Dog gets birdy. Tail starts wagging in that crazy fast way. Nose is in the ground. You know he is tracking a rooster now. You get your finger on the safety and gun at ready position. Then the dog locks up tight nose pointing into the thick grass. You take few steps into the cover. Wham a big cackling rooster flushes high and fast. Boom with the 20ga, the bird drops 50 yards from the flush. Dog takes off on the shot, marks the bird perfectly and retrieves it to hand. Cheers the good life.


----------



## harrigab (Aug 21, 2011)

it's great when it all does come together ;D, Myself and Ruby are a long way from being the finished article, but we have our days when everything "clicks",,however we both enjoy the learning curve immensely, it's great isn't it !


----------



## R E McCraith (Nov 24, 2011)

ZZ - there R few things in life better than watching a great POINTER - with a V - 100mph on the hunt - goes 2 zero with the scent - not as elegant as a English pointer - but with a V what paw is up they could careless - locked down they R priceless !!!!!! - when a V gets birdy - eVen a blind man can C it !!


----------



## Kevin (Dec 29, 2012)

Hegy is now 13 months and its comin together bit by bit.
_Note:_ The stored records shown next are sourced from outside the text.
PR #94, opened 2021-02-24
Hooks

stephanebisson:
https://phabricator.wikimedia.org/T269934

Provide custom events hooks to allow 3rd party to build their own instrumentation when a popup is open and then the user navigates to read an article on wiki.

### DIFF
--- a/demo/articles/english.html
+++ b/demo/articles/english.html
@@ -55,7 +55,10 @@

Loves the birds and their his pride n joy when he brings em back.

This was only his second full day out.

Lots of things still to work on, but it a real buzz watching things click! 


http://m.youtube.com/watch?feature=c4-feed-u&v=i1LIhl72UCU


----------



## zigzag (Oct 4, 2011)

Nice looking country your hunting.


----------



## charliecoyot (Nov 26, 2012)

Congrats!! Just experienced it coming together for Roothee today as well! 2 rock solid points (20mph to zero in a foot - best brakes ever engineered!). 
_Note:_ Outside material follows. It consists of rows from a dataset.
PR #95, opened 2021-02-24
External svg

stephanebisson:
https://phabricator.wikimedia.org/T273674

Remove the inline SVGs and load them from wikipedia.org/static


stephanebisson:
This is in draft until the images have been deployed to wikipedia static and this can be tested.

style/gallery.less
```diff
@@ -177,7 +177,7 @@
 					height: 44px;
 					width: 44px;
 					display: flex;
-					background-image: inline-svg( '../images/attribution-icon-info.svg' );
+					background-image: url( https://wikipedia.org/static/images/wikipedia-preview/attribution-icon-info.svg );
```
Krinkle, line 180: The canonical domain name is `www.wikipedia.org`, avoid redirects or staleness.

stephanebisson: Thanks, will update it

style/gallery.less
```diff
@@ -473,13 +473,13 @@
 
 				&-button {
 					&.previous {
-						background-image: inline-svg( '../images/arrow-right.svg' );
+						background-image: url( https://wikipedia.org/static/images/wikipedia-preview/arrow-right.svg );
```
Krinkle: These are cached for 1 year unconditionally. That might be fine, but it might also be good to include a `?something` here to indicate that these are treated as permalinks, and thus to give you a self-documented and discoverable way to invalidate it in case it ever needs to change.

In MW we auto-append those based on `md5(bytes).slice(0, 5)`, I don't know if the build step here can easily support that, but otherwise a simple incrementing number local to the file, or today's date might work.

stephanebisson: Any of those options would be easy to set up here.

I played around with a plugin here: 68b286

PR #96, opened 2021-03-01
Ignore hover for link with open popup

stephanebisson:
https://phabricator.wikimedia.org/T259490

When a target element already has an open popup attached to it, ignore subsequent hovers.

This is causing multiple hook onOpen events for the same popup in #94.


medied (approved):
Neat use of `refresh`

hueitan (approved):
Nice!

PR #98, opened 2021-03-16
T276281: Improve height setting when expanding down

medied:
https://phabricator.wikimedia.org/T276281

## Problem 

When preview popup expands down with limited screen space, it's expanding too far down the screen and overflows the available screen space. 

## Solution

Let `setPreviewMaxHeight` also decide what's the most appropriate height when expanding down, similar to how we do it when expanding up.


hueitan (approved):
Looks good to me.

PR #99, opened 2021-03-21
Cypress wikimedia

Aditya-1295:
Hi , @jpita . I want to take part in Gsoc , i am intrested  for the idea - GSOC - Create cypress tests for wikipedia-preview .


Aditya-1295:
And how can i solve the update demos test ?

jpita:
if you want to participate, add a comment on this task https://phabricator.wikimedia.org/T277284

Aditya-1295:
> you can't change anything in this file, remove all the changes in this file.
> instead of data-link you need to find an already existing locator https://docs.cypress.io/api/commands/get.html#Selector



> * you need to format this file with proper indentation
> * you are not testing anything here https://docs.cypress.io/guides/references/assertions.html
> * avoid using fix time waits https://docs.cypress.io/guides/references/best-practices.html#Unnecessary-Waiting
> * instead of using a for loop for each article, create one test for each article and an assertion for each as well

Thankyou for the review , I will try to write tests accordingly.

Held perfect, one rooster down and solid retrieve that took a little coaxing. Other was a hen and had to let it fly. Both birds were perfectly wild and somehow she held them - points were just a few feet from the bird in heavy cover.

She wanted to chase, called off easy on the fly away and started to hunt again. So stinkin' much fun I can't stand it. Seeing them 'get it' is impossible to understand until it's witnessed first hand.

The happiness they show is something to behold.

Congrats again Zig Zag. Hope you get out again very very soon!


----------